Medicines, which meet the standards of safety, quality and efficacy, are granted a marketing authorisation (previously called a product licence), which is normally necessary before they can be prescribed or sold. This can be granted either by a government body called the Medicines and Healthcare Products Regulatory Agency (MHRA) www.mhra.gov.uk, or by a European authority under the European regulatory process.
The regulatory authority (either the MHRA or a European authority) carries out an assessment of the medicine's safety, quality and efficacy, examining all the research and test results in detail, before a decision is made on whether the product should be granted a marketing authorisation. The authorisation which is issued defines who the drug can be prescribed to, and for what conditions and uses.
However, under certain special conditions, medicines can be prescribed on an individual patient basis, where there is a particular reason, for a condition or use where the medicine does not have a marketing authorisation. This is called 'off licence' or 'unlicensed' prescribing, and this sometimes happens in MS. This website cannot advise you about unlicensed drugs - they are only used in very special circumstances and should be discussed with your specialist. A list of those which are sometimes used in the UK is given below. A number of other potential new treatments for MS are also going through clinical trials at present: you can find out more about these by asking your neurologist.
With the exception of mitoxantrone, which is licensed for use in people with MS in some European countries and the United States, none of the immunomodulators is licensed specifically for the treatment of MS. Immunomodulators used in MS include azathioprine, cyclophosphamide, cyclosporine, methotrexate, and mitoxantrone.
Azathioprine is an immune suppressive agent; the main adverse event with this agent is suppression of white blood-cell production in the bone marrow which results in an increased susceptibility to infections. Other side effects include damage to the liver, nausea/vomiting, and a slightly increased risk of some types of cancer.
An analysis of all the studies involving the use of azathioprine in MS found a slight decrease in relapse rates and a slight slowing down of disability progression with this drug (Yudkin1991). However, many neurologists have concluded that the level of treatment effect is unlikely to outweigh the adverse effects of this drug.
This is an anticancer agent with potentially serious side effects, which include suppression of the bone marrow, infertility, damage to the foetus in woman who become pregnant whilst on the medication, severe chemical irritation of the bladder, which can lead to bleeding (haemorrhagic cystitis), hair loss and nausea/vomiting. Its use as a treatment of MS is controversial. Some controlled trials have shown a small clinical benefit with this drug but one large trial did not. As a result of the serious side effects and uncertain benefits, most centres no longer use cyclophosphamide.

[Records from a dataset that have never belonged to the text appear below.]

Issue #831, opened 2026-09-02
Heal default communicate envelopes and clean JSON-object strings before validation


obra:
Priority: P1

## Problem

The default `communicate` contract and its repair path disagree at several boundaries:

- the description says visible text may live in top-level `message` or `output.message`, but the schema requires top-level `message`;
- the handler can normalize an absent output node, but prevalidation rejects a wholly absent/null `output` before the handler runs;
- repair fills missing nested fields only when `output` is already an object;
- providers sometimes double-encode an object as a JSON string.

In session `034HvTCI5LrwbM2ZZpBMqN`, `communicate.output` was a string containing JSON rather than an object, and the call failed before the same content was retried successfully.

Relevant code:
- `agent/internal/tool/definitions.go`: `DefCommunicateNamed`
- `agent/session_tool_repair.go`: `prepareToolCall`
- `agent/session_tools_communicate.go`: `communicateEnvelopeFor`, `fillCommunicateEnvelope`, `normalizeNodeOutput`
- `agent/session_tool_round.go`: `handleNoToolCalls`, `decideNoToolCalls`
- `agent/session_communicate_issue627_test.go`
- `agent/session_communicate_test.go`

## Proposed healing

For the exact default `communicate` result contract:

1. Synthesize a missing/null `output` object and fill `message`, `data`, and `artifacts` defaults.
2. If top-level `message` is absent and `output.message` is a string, copy it to the top level before validation.
3. Support bounded, schema-directed promotion when `output` is a string:
   - require valid UTF-8 within the normal argument-size limit and a named maximum JSON nesting depth;
   - decode exactly one JSON value with no trailing non-whitespace content;
   - require the decoded top level to be an object;
   - run the existing default-envelope repair;
   - accept only if the repaired object validates fully against the expected schema.
4. Record each repair in telemetry with the path and repair kind, not the full potentially sensitive value.

If parsing fails, produces an array/scalar, contains trailing content, or fails schema validation, retain the hard error and say that a JSON-looking string must be passed as an object.

## Scope decision

Start with `communicate.output`, where the schema always expects an object and a string has no valid meaning. Gate default-contract repair by equality with the canonical default output schema, not merely by finding the same property and required-key names. A later change may generalize this to any object-typed tool field, but only after measuring repair telemetry and proving that schema-directed promotion cannot change a field with legitimate string semantics.

[...]

PR #848, opened 2026-09-03
fix(tool): break repeated semantic failures

### LINKED ISSUE #829: Detect repeated tool failures by semantic call signature
Priority: P0

## Problem

The repeated-tool breaker fingerprints calls too literally. Nonsemantic changes—especially free-text `intent` and neutral/default fields—let a model repeat the same invalid operation after the same error.

Session `034HvTCI5LrwbM2ZZpBMqN` made 20 `read_transcript` calls against one job ref; all failed with the same ref-mode error. The exact-call breaker detected runs of identical arguments and blocked one execution, but small changes to `intent`, search text, or default-valued fields reset the effective loop. The canonical error-loop audit rated the session medium severity; its longest byte-identical failed run was only three calls even though the semantic loop lasted 20.

## Proposed behavior

Add a semantic failure fingerprint for retry control. It should include:
- tool name;
- normalized operation/mode;
- semantic target identity;
- meaningful arguments after neutral/default normalization;
- normalized error code/class and failing boundary.

It should exclude:
- free-text `intent` and descriptions;
- argument order;
- null/empty/default fields that normalization treats as omitted;
- presentation-only error text.

After repeated equivalent failures, return a breaker error that:
1. states which semantic call is looping;
2. lists the prior attempts;
3. names the unchanged invalid boundary;
4. gives a materially different valid example or directs the model to another tool.

A meaningful change to target, mode, or relevant arguments creates a distinct fingerprint with a fresh attempt; it must not erase the bounded history of the old fingerprint. A success clears the failure run for that same semantic fingerprint.

## False-positive controls

Do not collapse calls merely because they use the same tool. Different refs, regexes, offsets, watch IDs, task IDs, or operations must remain distinct when they can change the outcome. Keep the existing exact-call guard as a fast path; add semantic detection above it with bounded history and explicit telemetry.

## Acceptance criteria

- Changing only `intent` cannot evade the repeated-failure breaker.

Cyclosporine is an immunoregulator commonly used to prevent rejection of organs after transplantation. Cyclosporine is frequently associated with high blood pressure and damage to the kidneys. Although cyclosporine has been shown to have a small, positive effect on MS, the adverse effects associated with this drug can be very problematic for patients. It is almost never used nowadays
Immunoglobulin (obtained from the blood of healthy human donors) is available, but not licensed, for use in MS. Some studies suggest that immunoglobulin may be effective in reducing MS relapse rate (Fazekas 1997). However, a recent trial in people with secondary progressive MS was negative. Because of these different results, further trials are necessary to assess the effectiveness of immunoglobulin as a treatment option in MS.
Methotrexate is commonly used in people with psoriasis and rheumatoid arthritis. Adverse effects include bone marrow suppression and pulmonary fibrosis (scarring of the lungs). One small trial of 60 patients with progressive MS suggested a positive benefit in slowing the development of disability affecting the upper limbs (arms). More trials are needed before we can be sure whether Methotrexate is effective in MS. (Cochrane Gray 2004)
This is another anti-cancer drug that is being used more commonly in the larger Neurology Centres
in the UK. Trials have shown it to be a powerful immune suppressive therapy and for this reason, it
has been tested in patients with MS. It is mainly used for people with MS who are experiencing a rapid
accumulation of disability over a short period of time due to severe relapses. All the hospitals using
the drug in the UK have specific policies controlling its usage. Patients are admitted onto the ward
for the treatment as it is intravenous (given through a drip). Some Trusts require that it is administered
by a trained chemotherapy nurse and not by neurology staff. The main disadvantage of mitoxantrone
is its safety profile, in particular its effect on the heart, which means that there is a restriction
on the total amount of treatment that can be given. As a result echocardiograms are performed on patients
prior to receiving the drug, and later during and after the course of treatment. Mitoxantrone is also
associated with nausea and vomiting, hair loss, the development of infertility and rarely the development
of leukaemia, a cancer of blood cells.